Gleevec, The Targeted Cancer Pill, Delivers More Good News To Patients

Research
Gleevec, the targeted cancer pill that has saved more than 100,000 lives, now is saving more children with a dire leukemia, as well as preventing disease progression with long term use in adults with chronic myeloid leukemia.

  “Data at this weekend’s meeting continues to show how much Gleevec has completely changed the outlook for so many, many patients facing cancer,” said Brian Druker, M.D., director of the OHSU Cancer Institute.

At the plenary session of the annual meeting of the American Society of Hematology researchers delivered news that Gleevec has been shown to improve outcomes for children with Philadelphia chromosome-positive acute lymphoblastic leukemia (Ph+ ALL).

Ph+ ALL is the childhood leukemia with the worst prognosis and the Children’s Oncology Group study shows that adding Gleevec to the treatment almost completely reverses this poor prognosis. The Children’s Oncology Group is a worldwide clinical trial cooperative supported by the National Cancer Institute, a branch of the National Institutes of Health.

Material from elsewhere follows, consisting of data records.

PR #1240, opened 2017-04-05
Preserve iterator keys in CommandPool

soukicz:
CommandPool was preserving iterator keys only in "before" section but not the others.

### DIFF
--- a/src/CommandPool.php
+++ b/src/CommandPool.php
@@ -58,7 +58,7 @@ class CommandPool implements PromisorInterface
                 if ($before) {
                     $before($command, $key);
                 }
-                yield $client->executeAsync($command);
+                yield $key => $client->executeAsync($command);
             }
         };
 
--- a/tests/CommandPoolTest.php
+++ b/tests/CommandPoolTest.php
@@ -70,6 +70,24 @@ class CommandPoolTest extends \PHPUnit_Framework_TestCase
         $this->assertSame($results, $called);
     }
 
+    public function testInvokesFulfilledKeys()
+    {
+        $results = ['A' => new Result(), 'B' => new Result()];
+        $client = $this->getTestClient('s3');
+        $this->addMockResults($client, $results);
+        $iter = [
+            'A' => $client->getCommand('HeadBucket', ['Bucket' => 'Foo']),
+            'B' => $client->getCommand('HeadBucket', ['Bucket' => 'Foo'])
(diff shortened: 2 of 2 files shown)


imshashank:
@soukicz Hey, thanks for opening this PR. can you please explain the reasoning for the PR. Was it causing you some errors?

soukicz:
If I want to (for example) download 100 000 files from S3 and process them, I can identify them by my key. It is concept from Guzzle (https://github.com/guzzle/guzzle/pull/1203) - I can process huge amounts of requests with low memory footprint.
Currently I would have to mantain second array as map from my keys to numbered array.

```php
$client = new \Aws\S3\S3Client();

$commandGenerator = function () use ($client) {
    foreach (some_query() as $data) {
        $s3Path = 'prefix/' . $data['id'];
        $command = $client->getCommand('GetObject', [
            'Bucket' => 'bucket',
            'Key' => $s3Path
        ]);
        yield $s3Path => $command;
    }
};
$commands = $commandGenerator();
$pool = new \Aws\CommandPool($client, $commands, [
    'concurrency' => 15,
    'fulfilled' => function (
        \Aws\ResultInterface $result,
        $iterKey
    ) {
        // $iterKey contains S3 path and can be used
    },
]);

$promise = $pool->promise();
$promise->wait();
```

Also released at the conference is new data from the largest clinical trial in Philadelphia chromosome-positive (Ph+) chronic myeloid leukemia (CML) that showed Gleevec, with long-term use, can prevent progression to advanced stages of the disease.

Six-year results of the International Randomized Interferon versus STI571 (IRIS) study for which Druker served as principal investigator, demonstrated that continuous treatment with Gleevec produced a declining rate of relapse over time. 

The downward trend in the risk of disease progression while on Gleevec has continued since year two of the study. Remarkably, between years five and six, no patients progressed to an advanced phase of the disease. 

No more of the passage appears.